··· THE RECORDS ···

PR #1902, opened 2017-09-15
Don't show close warning when file is already saved

### LINKED ISSUE #1090: Ask user to save before global unload function

### LINKED ISSUE #1445: Are You Sure Dialog for destructive commands
I just learnt the hard way  that `Ctrl-R` will reload nteract which will nuke any unsaved work :sob: 

To save fat-fingered users from themselves it might be nice to have a pop-up Ok/Cancel dialog before reloading the page. To not annoy people who do want to reload the page, the Ok could be highlighted by default so that you could reload with `Ctrl-R`, `Enter`.

Similarly, for `Ctrl-W` or clicking on the window close button - both of which will kill nteract whether or not you have saved your work.

Potentially the dialog could only be shown if there were unsaved changes.

### LINKED ISSUE #1886: Overeager check for unsaved changes before quit

lgeiger:
This is based on #1901 so only the last commit is relevant for review. It will prevent the dialog to be shown if file is already saved.

This is the new workflow:
close dialog

Fixes #1886 
Fixes #1090
Fixes #1445

### DIFF
--- a/packages/desktop/src/main/launch.js
+++ b/packages/desktop/src/main/launch.js
@@ -36,14 +36,14 @@ export function launch(filename) {
   const index = path.join(__dirname, "..", "static", "index.html");
   win.loadURL(`file://${index}`);
 
-  win.on("close", e => {
+  win.webContents.on("will-prevent-unload", e => {
     const response = dialog.showMessageBox({
       type: "question",
       buttons: ["Yes", "No"],
       title: "Confirm",
       message: "Unsaved data will be lost. Are you sure you want to quit?"
     });
-    if (response == 1) {
+    if (response == 0) {
       e.preventDefault();
     }
   });
--- a/packages/desktop/src/notebook/global-events.js
+++ b/packages/desktop/src/notebook/global-events.js
@@ -3,6 +3,8 @@
 import type { Store } from "redux";
 import type { AppState } from "./records";
 
+import { dialog } from "electron";
+import { is } from "immutable";
 import { forceShutdownKernel } from "./kernel/shutdown";
 
 export function unload(store: Store<AppState, Action>) {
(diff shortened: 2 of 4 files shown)


rgbkrk:
I'm beginning to regret my decision to rebase merge rather than do a merge commit. You'll have to rebase this against master now since I merged the other.

rgbkrk:
We can hyper optimize later by only storing a hash of the notebook object. Since our Immutable.js structure is impure (the mutable data objects within display_data), I'm not sure if the `iterable.hashCode()` will be valid.

rgbkrk:
Sure enough, can't use `hashCode` for fast comparisons because of the mutable leaf nodes:

```js
> m = Immutable.Map({'a': {'b': 2}}) // the top level is immutable here
Map { "a": [object Object] }
> m.get('a') // The inner object is mutable
{ b: 2 }
> m.get('a')['b']
2
> m.hashCode()
-356504055
> m.get('a')['b'] = 3
3
> m.hashCode()
-356504055
```

Maybe it's not a big deal since display updates actively change that entire data payload.

lgeiger:
> I'm beginning to regret my decision to rebase merge rather than do a merge commit. You'll have to rebase this against master now since I merged the other.

Rebased it 🚀 

> We can hyper optimize later

Yes, storing the whole notebook two times seem kind of redundant. I don't know if there is a canonical for these kind of tasks in redux.

rgbkrk:
> I don't know if there is a canonical for these kind of tasks in redux.

## Non-redux, had we stuck with full immutable

If the full structure was Immutable.js, then you'd only store the `notebook.hashCode()` for the saved notebook and compare it to the `notebook.hashCode()` for the current notebook. I'm only noting this to show what the benefit of truly immutable data structures are (when deeply immutable).

## Redux way (proposal)

I _think_ the way to do this is to register certain kinds of changes as `dirty` for the notebook. Then, everytime someone has a successful save we set `dirty = false` (in the state tree).

lgeiger:
> I _think_ the way to do this is to register certain kinds of changes as `dirty` for the notebook. Then, everytime someone has a successful save we set `dirty = false` (in the state tree).

This sounds like a good approach to me.

PR #2258, opened 2017-12-28
Upgrade immutable and flow!

captainsafia:
* [x] Upgrade Immutable
* [x] Upgrade Flow
* [x] Fix tests
* [x] Upgrade library definitions
* [x] Apply `$FlowFixMe`s in all the corners that are difficult yet working


rgbkrk:
Looking forward to this!

captainsafia:
OK. I got this down to 5 errors with some `$FlowFixMe`s. The remaining errors are related to types on the `CellCreator`. I avoided touching this for now as #2263 is open. The other error is a result of some of the typings in the RxJS library (I think that can be fixed with a PR that @rgbkrk  sent me a link to.)

rgbkrk:
Woohoo!

Would you want us to bring in #2263 first then or do you want me to tackle the last few types on `CellCreator`?

captainsafia:
I think it makes sense to bring #2263 and see if that fixes in anything...

rgbkrk:
Ok I'll merge it in and then `git rebase -i origin/master` this branch.

rgbkrk:
Rebased, time to see what issues I can address.

rgbkrk:
Danger mode time, I'm nuking the old Rx definitions and letting `flow-typed` generate RxJS 5.5.x defs.

rgbkrk:
Everything is about to pass!

rgbkrk:
Can't nuke Rx without nuking other definitions:

```
Library type error:
flow-typed/npm/redux-observable_vx.x.x.js:31
 31:       scheduler: rxjs$SchedulerClass
                      ^^^^^^^^^^^^^^^^^^^ rxjs$SchedulerClass. Could not resolve name
Error: applications/desktop/src/notebook/kernel/shutdown.js:13
 13:   channels: rxjs$Subject<*>,
                 ^^^^^^^^^^^^^^^ rxjs$Subject. Could not resolve name
Error: packages/messaging/src/index.js:48
 48:   source: rxjs$Observable<JupyterMessage<*, *>>
               ^^^^^^^^^^^^^^^^^^^^^^^^^^^^^^^^^^^^^ rxjs$Observable. Could not resolve name
Error: packages/messaging/src/index.js:86
 86:     source: rxjs$Observable<JupyterMessage<*, *>>
                 ^^^^^^^^^^^^^^^^^^^^^^^^^^^^^^^^^^^^^ rxjs$Observable. Could not resolve name

```

It's decision time. Either:

* Create some really good definitions that match well for RxJS
* Nuke more types!

captainsafia:
I think creating some definitions for RxJS will create the smallest footprint.

rgbkrk:
Oooook, I'll bring back the pretty good definitions here and we can fix them up.

rgbkrk:
Alright, back to me working through Rx + flow. 🤞

rgbkrk:
We are off to the races, time to see what Travis thinks.

rgbkrk:
Everything passes! 🎉

packages/core/src/dummy/index.js
```diff
@@ -17,24 +17,26 @@ export { dummyCommutable, dummy, dummyJSON } from "./dummy-nb";
 
 const rootReducer = combineReducers({
   // Fake out app, since it comes from
-  app: (state = AppRecord(), action) => state,
+  app: (state = makeAppRecord(), action) => state,
```
lgeiger, line 20: Where is `makeAppRecord` coming from?

It's not imported above. On the other hand `AppRecord` wasn't imported above either.

lgeiger (approved):
Thank you so much for doing this @captainsafia @rgbkrk 💯

This is really great! We can fix the FixMe's bit by bit down the road.

packages/core/src/dummy/index.js
captainsafia: `makeAppRecord` is an initial step into the conversion of the new Records-with-types support in Immutable 4.0. `makeAppRecord` is a Record factory that creates an AppRecord. It is defined in `pakcage/types/src/core/records`.

lgeiger:
I took the desktop app for a quick spin and everything seems to be working great. Let's go with this 🎉

packages/core/src/dummy/index.js
captainsafia: In the future, we will have factories like `makeDocumentRecord`, `makeImmutableNotebook` for all the typed Records in the app.

lgeiger: Thanks for the explanation.

I was just wondering about the import. It is used on line 20 but it's imported on line 27 (same as `AppRecord` before). I would expect flow or babel to fail here.

rgbkrk: It should be coming from `@nteract/types/core/records`, though it looks like this is never being called and not causing an issue?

···

TASK DESCRIPTION: Every line of the data that holds "close" should be counted, and only the total given.

TASK ANSWER: 4